What do bilinguals know? There are multiple answers to this question, from multiple disciplinary points of view. Linguists, psychologists, anthropologists, and literary scholars use different tools to account for bilingualism. As collaborators at the Gray Center for Arts and Inquiry, Anastasia Giannakidou (Linguistics), Sayed Kashua (Israel-Palestinian novelist and 2014–2015 Fellow at the Gray Center), and Na’ama Rokem (NELC) plan to bridge these different approaches and experiment with bilingual storytelling.

From Sochi to the Crimea: Episodes in the Rise of a New Cold War

Russian authorities had high hopes that the Sochi Olympics would serve as the international debut of a new Russia, freed from the stigma of the Soviet period and the difficult years of transition that followed. Instead, the Games and subsequent performances in Ukraine have reinforced old identities on the world stage. William Nickell, who is writing a book on Sochi, will examine the roles and rhetoric adopted by Russia in 2014, as well as the interpretations they have received in the west.

Winter Soldiers: Veterans and the State in the Spanish Empire

In the 16th and 17th centuries the relationship between the state and its soldiers was as conflictive as it has been in our own age. Mutiny, desertion, protest, and subversive writing contributed to shape a radical political culture among the rank-and-file that oftentimes challenged the very institutions and values they were expected to defend. This presentation explores the connections between some of these practices and the social and cultural activism of contemporary veterans.
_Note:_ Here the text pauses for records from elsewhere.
PR #3672, opened 2019-10-21
use data type size_t to avoid integer overflow

jiedanzhu2307:
use data type size_t to avoid integer overflow

tested on local machine, everything is good

### DIFF
--- a/src/lat/word-align-lattice-lexicon.cc
+++ b/src/lat/word-align-lattice-lexicon.cc
@@ -116,7 +116,7 @@ class LatticeLexiconWordAligner {
     size_t Hash() const {
       VectorHasher<int32> vh;
       const int32 p1 = 11117, p2 = 90647, p3 = 3967, p4 = 3557; // primes.
-      int32 ans = 0;
+      size_t ans = 0;
       for (int32 i = 0; i < static_cast<int32>(transition_ids_.size()); i++) {
         ans *= p1;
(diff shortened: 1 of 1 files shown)


jtrmal:
I'm confused about this -- does it really matter that it overflows? It's supposed to be hash afterall...

jiedanzhu2307:
@jtrmal,  if we use gcc -O0 or -O1 to debug word alignment,  it would crash due to integer overflow.

danpovey:
Integer overflow is normal and shouldn't cause a crash.  Were you using some unusual compiler options or debugger?

danpovey:
... but we can still merge this, a higher-order hash is no problem and the return value is already size_t.

jtrmal:
yes, I agree -- perhaps the original implementation returning limited
"dynamic range" is not completely right, I'm not sure.
@jiedanzhu2307 what version of gcc? Are you setting -fwrapv or -ftrapv or
the negated versions of these options?
y.

jiedanzhu2307:
@jtrmal @danpovey  the compiler is gcc 5.5 and there are some compiler options configured for the debugger with different optimization levels (sorry I am not sure at the debugger internal config)

danpovey:
OK, it looks like the issue is that signed integer-arithmetic overflow technically leads to undefined behavior in the C++ standard.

Art in Public Spaces: A Walking Tour of Sculptures on the University of Chicago Campus

Siting outdoor sculpture is a critical factor to the artwork’s meaning and the artistic intention, but how can this be navigated within an active and developing university campus? During this walking tour of public artwork on the University of Chicago campus we will discuss issues of landscaping, architecture, and conservation. Key sculptures will include Nuclear Energy by Henry Moore, Construction in Space and Time and in the Third and Fourth Dimensions by Antoine Pevsner, and Black Sphere by Jene Highstein.

Lost Stories? Indigenous Narratives of Australia

Culture, religion, narrative, land, and language are deeply intertwined in the Australian indigenous context. The Dreamtime Narratives are of timeless importance as creation stories, explanations for landscape and animal features, and as landmarks of orientation. As such, they are an essential part of everyday life used for multiple purposes that go beyond storytelling. This talk, using original material from MalakMalak, a highly endangered language of Northern Australia, and Kriol, an English-lexified Creole, asks what happens when a language slowly disappears.